Une petite semaine après cette discussion, nous en avions eu une deuxième, ayant tous les deux remarqué qu'un changement s'était opéré en chacun de nous deux. Une chose en entraînant une autre et malgré une conversation calme et posée, nous avions décidé de faire une pause. Deen était donc parti dans son Sud natal, et j'étais restée à Paris à cause de mon travail, lui promettant de lui envoyer des photos de ses fils tous les jours.
Cela faisait maintenant deux semaines que Deen n'occupait plus sa place dans notre lit et je me sentais terriblement vide. Le matin-même, j'avais fait un cauchemar incluant une fois de plus la mort de Raph, seul à l'hôpital, et l'impossibilité pour notre famille d'assister à son enterrement à cause du virus. Et une fois encore, j'avais tâté le lit à la recherche de réconfort sur l'autre oreiller, sans rien pouvoir atteindre.
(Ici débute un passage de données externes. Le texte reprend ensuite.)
PR #1251, opened 2026-08-25
Add WordPress unit testing with PHPUnit via wp-env

utkarshcloudinary:
## Approach

Adds a PHPUnit harness that runs against the WordPress core test suite that wp-env already mounts into its containers, so local runs and CI use the same environment as the existing e2e suite.

wp-env ships PHPUnit 10 globally, but the WP 7.0 core test suite calls `PHPUnit\Util\Test::parseTestMethodAnnotations()`, which PHPUnit 10 removed. That call runs from `expectDeprecated()` on every `set_up()`, so every test would fatal on the global binary. The plugin therefore pins its own PHPUnit 9.6 plus the Yoast polyfills as dev dependencies and runs `vendor/bin/phpunit` inside the container.

- `phpunit.xml.dist` and `tests/phpunit/bootstrap.php`, which reads the `WP_TESTS_DIR` that wp-env exports and loads the plugin on `muplugins_loaded`
- `phpunit/phpunit ^9.6@stable` and `yoast/phpunit-polyfills ^1.1@stable` in `require-dev`. The `@stable` suffix is needed because the repo sets `minimum-stability: dev`, which otherwise resolves to dev branch builds
- 18 tests covering the `Utils` helpers, Cloudinary CDN URL generation, transformation strings, CNAME handling, image tag attribute rebuilding, and the `cloudinary_bypass_seo_url` filter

Deen me manquait affreusement, et plus le temps passait, plus je me disais que je préférais de loin la vie que lui et moi avions auprès de nos fils aujourd'hui plutôt que mon ancienne vie de femme célibataire sans enfants. Bien sûr, la Maëlle de 2013-2016 me manquait : j'aimais me sentir libre et enchaîner les soirées sans penser aux couches et aux inscriptions en crèche. Mais nous avions tous vieilli et pris en maturité, et je n'aurais jamais pu continuer de mener le train de vie que je menais avant d'être mère.
Depuis que Maxime m'avait aidé lorsque j'avais arrêté de m'alimenter avant le coma de Raphaël deux ans plus tôt, lui et moi étions devenus très proches. Alors ce fut sans trop grande surprise que mon ami et moi échangeâmes des messages durant toute la période pendant laquelle son frère et moi n'étions plus ensemble. Il m'appela à de nombreuses reprises, m'intimant de lui donner une seule bonne raison de me séparer de Deen ou m'obligeant encore à appeler son frère pour avoir une discussion une fois pour toute. Mais il se calma lorsque je lui expliquai que nous n'étions pas encore totalement prêts pour parler de la situation et qu'il nous fallait encore un peu de temps loin de l'autre.
Enfin... Ça, c'était ce que je lui avais dit une semaine plus tôt : depuis, j'étais sûre du fait que je voulais que la pause avec Deen cesse, et j'attendais avec impatience son retour à Paris pour pouvoir avoir une nouvelle discussion avec lui. Résister contre l'envie de l'appeler pour le laisser profiter de ses vacances devenait une réelle torture.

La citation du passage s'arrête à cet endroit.